PR #523, opened 2024-07-26
Fewer rerenders of the DetailView in RightSidebar

peteward:
When debugging a separate issue I noticed that the `RightSidebar` `DetailView` was being rendered whenever I hovered over other schemas. This should not be necessary because the selected schema has not changed, just hovering over something else shouldn't trigger it to re-render.

I investigated this and found that the props being passed into the DetailView were being considered as changed, and therefore the whole component is being rendered again. I debugged these props though and they weren't changing...
However, it seems that when a prop is a function or object, if the reference to these objects has changed then it will also cause any child components using them to be re-rendered.

This component (and I think there are others that are similar) is designed to be long-running, with 2 `useEffect` calls looking for changes. However, what is actually happening is the whole component gets re-rendered anyway, so `useEffect` calls are unnecessary.

This improvement uses `React.memo()` with a check for whether the component should really be re-rendered, and that is only if the `activeSchema` has changed from the previously passed in `activeSchema`. This avoids any re-rendering on hovering over other schemas, and also avoids a double re-render when changes are made in the sidebar.  It does not prevent a rerender after interacting with the DetailView, but I can't think of a way of avoiding this. If you make a change in the DetailView, it changes the schema, which then triggers the DetailView to rerender. You would need to check whether the values in the form match those attributes in the schema and if they are the same then don't rerender, which is non-trivial!

I think this is a common pattern that we might see in the UI where components are designed with long-living intentions and `useEffect()` but in reality they get fully re-rendered anyway. There might be a better architectural solution to the wider issue, or we should consider using this `React.memo` pattern in other areas.

BEFORE:

https://github.com/user-attachments/assets/82d8deeb-2451-47c9-9b52-85953a1e1d46

AFTER:

https://github.com/user-attachments/assets/f064f5e1-5460-4747-8305-b1925d8f7a3a

### DIFF
--- a/packages/ui/src/components/Designer/RightSidebar/DetailView/index.tsx
+++ b/packages/ui/src/components/Designer/RightSidebar/DetailView/index.tsx
@@ -13,14 +13,13 @@ import { InternalNamePath, ValidateErrorEntity } from "rc-field-form/es/interfac
 
 const { Text } = Typography;
 
-const DetailView = (
-  props: Pick<
-    SidebarProps,
+type DetailViewProps = Pick<SidebarProps,
     'size' | 'schemas' | 'pageSize' | 'changeSchemas' | 'activeElements' | 'deselectSchema'
-  > & {
-    activeSchema: SchemaForUI;
-  }
-) => {
+> & {
+  activeSchema: SchemaForUI;
+};
+
+const DetailView = (props: DetailViewProps) => {
   const { token } = theme.useToken();
 
   const { size, changeSchemas, deselectSchema, activeSchema, activeElements } = props;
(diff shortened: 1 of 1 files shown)


hand-dot (approved):

hand-dot:
@peteward 

Thank you. I understand that re-rendering issues are indeed troublesome, and the current pdfme/ui is not very well optimized.

Personally, I'm looking forward to React Compiler, which will be introduced in React 19.
- https://react.dev/blog/2024/02/15/react-labs-what-we-have-been-working-on-february-2024#react-compiler
- https://react.dev/learn/react-compiler

I believe fixes are necessary when problems are clear, but personally, I don't want to overwork the code for perfect optimization at this stage.

I will include this fix in the next release. Thank you as always.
======
TASK DESCRIPTION: Go through the entries and copy every line with "deselectSchema".

RESPONSE:
     'size' | 'schemas' | 'pageSize' | 'changeSchemas' | 'activeElements' | 'deselectSchema'
   const { size, changeSchemas, deselectSchema, activeSchema, activeElements } = props;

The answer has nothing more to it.